The model preparing or publishing the results is responsible for the Last Message summary: read the full metadata.agent_last_message, compare it against the run outcome and artifacts, and write a concise editorial summary instead of copying the first sentence.
Do not include file counts or LOC in the Last Message summary unless they are needed to explain a contradiction, false completion claim, or other anomaly; the per-run table reports those fields separately.
Surface these signals when present:
- claims complete
- incomplete and acknowledged
- incomplete and asked to continue
- incomplete but not acknowledged
- asked a clarifying question
acknowledged and asked to continue are not mutually exclusive; report both when both appear.
Flag false completion claims explicitly. Example: if the message says the simulator is working but the run produced 0 files or only stubs, say so.

Publishing rules

Pass the bucket through to clispecbench publish so the dashboard surfaces it. The canonical list of valid --status labels lives in src/clispecbench/harness/status.py (VALID_STATUSES); the publish CLI rejects anything not in that set and auto-populates metadata.exit_class from STATUS_TO_EXIT_CLASS. The current mapping is:
- completed → --status "Complete" (or "Incomplete" if the agent acknowledged gaps)
- model_timeout → --status "Timeout"
- model_context_exhausted → --status "Context exhausted"
- model_no_code → --status "No code written"
- model_build_failure → --status "Build failure"
- model_agent_error → --status "Agent error"
- model_output_cap → --status "Output cap"
Deprecated labels (e.g. "Capped (model)" from before the model_capped → infra_usage_cap + model_output_cap split) are rejected with a migration hint. See DEPRECATED_STATUS_REPLACEMENTS for the mapping.
Do not publish infra_* runs — including infra_usage_cap. They contain no model-capability signal; delete the transient artifacts and rerun. This applies even when the agent did substantial work before the cap tripped: a capped run is the operator's billing tier showing up in the data, not the model, and publishing it would mislabel an operator failure as a model failure. The cap-hit transient (result.json, transcript.jsonl, source/) should be removed before relaunch so the harness doesn't accumulate stale eval directories.
When publishing a model_timeout run, include a Last Message summary that explicitly notes the timeout and the wall-time at which it tripped, so the dashboard reader knows the agent was cut short and didn't choose to stop.

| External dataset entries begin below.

Issue #1085, opened 2022-05-11
Can login with wrong credential


bijaySussol:
Been relayed with:
https://github.com/openmsupply/openmsupply-client/issues/1197
https://github.com/openmsupply/remote-server/issues/1061

Access thingy, so raising a new one

Think this time is nailed.
What is happening is: Even if the user tries to login to a wrong password i.e with previous password, It allows to login.

### Steps to reproduce:

- Setup Central, remote and the Front end
- After the setup is completed, It should work normally
- Once it is on workable state
- From Central server, change that User password, but make sure you know your last password
- Once the Password is changed
- From the Frontend, Type that user last password
- This user will be authenticated fine from Remote server and takes to the Front end Dashboard page
- Doing restart of the remote server still does not make any difference

But....

- Once from the frontend, If logged in with the new password which is just changed
- And tries to re-login with the Previous Password, It does not validate which is correct But redoing `Steps to reproduce` will again be a problem

clemens-msupply:
I suspect that in `service/src/login.rs` in `do_login` the central server login failure doesn't get interpreted as a LoginFailure error...

andreievg:
what should happen to user credentials once user tries to login to central but has entered invalid password (but it's valid password in remote data) ?

andreievg:
do we have a flag 'outdated password' or something like that ?

clemens-msupply:
Good question. So we would have to remove the local user/permissions if:
1) Central server available
2) AND user login failed with "wrong password"
2) AND entered password is the correct current remote server password

andreievg:
> Good question. So we would have to remove the local user/permissions if:
> 1) Central server available
> 2) AND user login failed with "wrong password"
> 2) AND entered password is the correct current remote server password

I think the condition is very good, `but` we shouldn't remove user or permissions (removing user would mean a placeholder user will be now shown in UI). Can we just add a flag on a user ? Full name for the flag would be `last_login_to_central_with_local_password_failed`, but of-course it can be `allow_offline_login` = false/true (with comment in db why it's there)

clemens-msupply:
you mean if a user is still logged into another client and does a mutation and then the placeholder is used because the user has been deleted during a parallel login? good point!

I can think of two options:
1) Invalidate existing sessions for this user (by removing all tokens from the TokenBucket) so that the user is forced to log in using the new correct password.
2) Or as you said flag the user so that the user need to login with the new password.

[...]

PR #1099, opened 2022-05-17
Can login with wrong credential #1085

roxy-dao:
#1085 

User shouldn't be able to log in with old password in api now if password has been changed in central.

Note: Still can use old password if not logged into the central server and new password has not been saved in remote

Test: 
- [ ] Change password in central
- [ ] Try to login with old pass in api while still connected to central
- [ ] Disconnect from central and try to log in with old password
- [ ] Connect back to central and save new password by logging in

### DIFF
--- a/service/src/apis/login_v4.rs
+++ b/service/src/apis/login_v4.rs
@@ -3,7 +3,7 @@ use serde::{Deserialize, Serialize};
 
 #[derive(Debug)]
 pub enum LoginV4Error {
-    Unauthorized,
+    Unauthorised,
     ConnectionError(reqwest::Error),
 }
 
@@ -139,10 +139,12 @@ impl LoginApiV4 {
             .map_err(|e| LoginV4Error::ConnectionError(e))?;
 
         if reqwest::StatusCode::UNAUTHORIZED == response.status() {
-            return Err(LoginV4Error::Unauthorized);
+            return Err(LoginV4Error::Unauthorised);
         }
 
         let response = response
+            .error_for_status()
+            .map_err(|e| LoginV4Error::ConnectionError(e))?
             .json()
             .await
             .map_err(|e| LoginV4Error::ConnectionError(e))?;
--- a/service/src/apis/login_v4.rs
+++ b/service/src/apis/login_v4.rs
@@ -1,7 +1,11 @@
 use reqwest::{Client, Url};
 use serde::{Deserialize, Serialize};
 
-pub type LoginV4Error = anyhow::Error;
+#[derive(Debug)]
+pub enum LoginV4Error {
+    Unauthorized,
+    ConnectionError(anyhow::Error),
+}
 
 #[derive(Clone, Debug, Deserialize, Serialize)]
 pub enum LoginUserTypeV4 {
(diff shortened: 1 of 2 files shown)


service/src/apis/login_v4.rs
```diff
@@ -128,13 +132,21 @@ impl LoginApiV4 {
...
-            .await?
-            .error_for_status()?;
+            .await
+            .map_err(|e| LoginV4Error::ConnectionError(e.into()))?;
 
-        let response = response.json().await?;
-        Ok(response)
+        match response.status() {
+            reqwest::StatusCode::UNAUTHORIZED => Err(LoginV4Error::Unauthorized),
+            _ => {
```
andreievg, line 143: hmm, we did error_for_status previously, maybe it's a good idea to keep that check ?

Also don't really need to use anyhow error now can use reqwest::Error ?

Lastly kind of like reducing nesting (this is probably stylistic preference, see `if let` vs match in the example below):

https://github.com/openmsupply/remote-server/compare/%231085-Can-login-with-wrong-credential-...1085-pr-comment-1

You'll note that from_reqwest_error was created, although it looks like a perfect time to use from trait, but we've been deliberately avoiding it as it adds indirection that's hard to trace (we do use from impl but in cases where it is repeatedly used).

service/src/login.rs
```diff
@@ -141,19 +141,28 @@ impl LoginService {
...
-                FetchUserError::ConnectionError(format!(
-                    "Failed to reach the central server to fetch data for {}: {:?}",
-                    username, err
-                ))
-            })?;
+        {
+            Ok(user_data) => user_data,
+            Err(err) => match err {
+                LoginV4Error::Unauthorized => {
+                    return Err(FetchUserError::Unauthenticated);
```
andreievg, line 155: If Unauthorised, but can login with DB credentials, we would need to make sure to 'disable' user being able to login, i've left another comment on the issue.

> Note: Still can use old password if not logged into the central server and new password has not been saved in remote

I think we need to try and disable access to user in offline mode with their old password if they tried to login with their old password while there is a connection to central

> Test: 
> - [ ] Change password in central
> - [ ] Try to login with old pass in api while still connected to central
> - [ ] Disconnect from central and try to log in with old password
> - [ ] Connect back to central and save new password by logging in

We should try to automate testing as much as possible, see below (last test fails btw as per above)

https://github.com/openmsupply/remote-server/compare/1085-pr-comment-1...1085-pr-comment-2

service/src/apis/login_v4.rs
roxy-dao: error_for_status causes the old password login while on central 🤔

service/src/login.rs
```diff
@@ -334,53 +346,169 @@ mod test {
...
+            )
+            .await;
+
+            assert!(
+                matches!(result, Err(LoginError::LoginFailure)),
+                "expected login failure, got {:#?}",
+                result
+            );
+        }
+        // If central server is not accessible after trying to login with old password, make sure old password does not work
```
andreievg, line 485: One last thing please, can you add this issue in the comment please https://github.com/openmsupply/remote-server/issues/1101

service/src/apis/login_v4.rs
```diff
@@ -128,13 +132,23 @@ impl LoginApiV4 {
...
-            .await?
-            .error_for_status()?;
+            .await
+            .map_err(|e| LoginV4Error::ConnectionError(e))?;
+
+        if reqwest::StatusCode::UNAUTHORIZED == response.status() {
+            return Err(LoginV4Error::Unauthorised);
+        }
+
+        let response = response
```
andreievg, line 145: Btw don't need to do Ok(response) in case, that last await returns a result

andreievg (approved):
thanks for all of the changes.

only thing really before merging is adding the issue in the comment

bijaySussol (approved):
@roxy-dao : 
Nice, I tested it with those changes, This works great !
Thanks

PR #1100, opened 2022-05-18
1096 improved name sync

clemens-msupply:


repository/src/db_diesel/name_row.rs
```diff
@@ -1,33 +1,113 @@
...
+    Male,
+    TransgenderMale,
+    TransgenderMaleHormone,
+    TransgenderMaleSurgical,
+    TransgenderFemale,
+    TransgenderFemaleHormone,
+    TransgenderFemaleSurgical,
+    Unknown,
+    NonBinary,
+}
```
clemens-msupply, line 53: This classification is from SNOMED but is it too detailed?

server/src/sync/translation_remote/mod.rs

The dashboard reads published_results/web/results-published.json and published_results/web/test-results-published.json, which are not updated by clispecbench publish itself. After publishing, regenerate them or the dashboard will silently drift behind the published files. Two ways:
- One-shot publish: pass --rebuild-dashboard to clispecbench publish and the rebuild runs immediately.
- Batch publish (multiple results in a row): omit the flag on each publish and run clispecbench rebuild-dashboard once after the whole batch — the rebuild walks every published file, so doing it per-publish is wasteful.
Commit both results-published.json and test-results-published.json alongside the new runN.json files. They're regenerated artifacts but checked in so consumers don't have to rebuild before opening the dashboard.